Rintoul’s research has also substantially influenced new clinical guidelines in Scotland (2014) and service specification recommendations from the NHS England Lung Cancer Clinical Expert Group (2019) [C]. The latter sets out guidance to Cancer Alliances, commissioners of lung cancer services and lung cancer service leads on how to set the best standards of care for EBUS endosonography. This guidance, in conjunction with NHS England’s ‘Clinical advice to Cancer Alliances for the commissioning of the whole lung cancer pathway’, is further driving formal implementation of endosonography techniques as a front-line test throughout the NHS [C].

Impact on international clinical practice and training: Rintoul's endosonography approach has been incorporated into multiple lung cancer clinical guidelines across the world [D]:

• American College of Chest Physicians evidence based clinical practice guidelines for management of lung cancer, May 2013.

• European Society of Medical Oncology (ESMO) clinical practice guidelines for diagnosis, treatment and follow up, October 2013.

• European Society of Thoracic Surgery guidelines for preoperative mediastinal lymph node staging for non-small cell lung cancer, May 2014.

• European Respiratory Journal guidelines for combined endobronchial and oesophageal endosonography for the diagnosis and staging of lung cancer, July 2015.

• Irish National Clinical Guideline for diagnosis, staging and treatment of lung cancer, November 2017.

• New Zealand National Lung Cancer Working Group Standards of Service Provision for lung cancer patients in New Zealand, 2016.

Practitioner training: As endosonography techniques have become standard of care, appropriate training of clinical practitioners has been established to guarantee competency and successful patient outcomes [E].

Impact on the health and wellbeing of people

The widespread implementation of endosonography techniques has led to significant improvements in patient quality-of-life during lung cancer staging [F]. Rintoul’s research has led directly to a decrease in surgical mediastinoscopies, with Bailey et al., noting: ‘ Importantly, in NSCLC, when EBUS-TBNA was performed as primary diagnostic and staging investigation, less patients underwent subsequent invasive procedures’ [F]. Therefore, patients now experience staging under sedation as day-cases, rather than under general anaesthetics as inpatients for one to two days. In addition, it has been shown that the median time to treatment decision is shorter with EBUS-TBNA endosonography (14 days; 95% CI 14-15) than with prior diagnostic investigations including mediastinoscopy (29 days; 23-35) resulting in a hazard ratio of 1.98 (1.39-2.82, p<0.0001) [F]. Data from the UK Society of Cardiothoracic Surgeons shows that prior to the introduction of combined EBUS/EUS endosonography in 2007/8, 3,100 surgical mediastinoscopies were performed each year in the UK; as of 2018/19 this figure has fallen by 70% to 918, avoiding 2,170 operations each year [F]. A recent prospective study from France showed that using EBUS endosonography for lung cancer staging in the pre-operative setting avoided the need for surgical mediastinoscopy in 80% of 163 cases [G].
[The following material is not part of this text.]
PR #1321, opened 2024-10-14
merge 'install' and 'upgrade' helm spec generation code

laverya:

Currently, the initial install and the operator generate helm charts in independent processes. The installer actually owns the charts + values, which are rendered to a 'metadata' file for an installation. The operator then consumes the metadata file, and overrides certain values on upgrades.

Impact on commerce and the economy

Work led by Rintoul has demonstrated the cost-effectiveness of endosonography techniques relative to mediastinoscopy across all countries engaged in the ASTER study [2, 4], and similar analyses have shown that endosonography saves approximately GBP900 per procedure over mediastinoscopy [G]. The reduction in annual surgical mediastinoscopies observed by the UK Society of Cardiothoracic Surgeons therefore translates into savings of approximately GBP1,900,000 per year for the NHS. Similar savings of EUR1,450 per patient have been demonstrated in the French healthcare system [G].

The main manufacturers of endosonography equipment in the UK are Olympus UK, Hitachi Pentax and Fujifilm. Implementation of EBUS endosonography has led to increased business and sales of endosonography equipment and consumables for manufacturers and distributors nationally and globally. [text removed for publication] [G].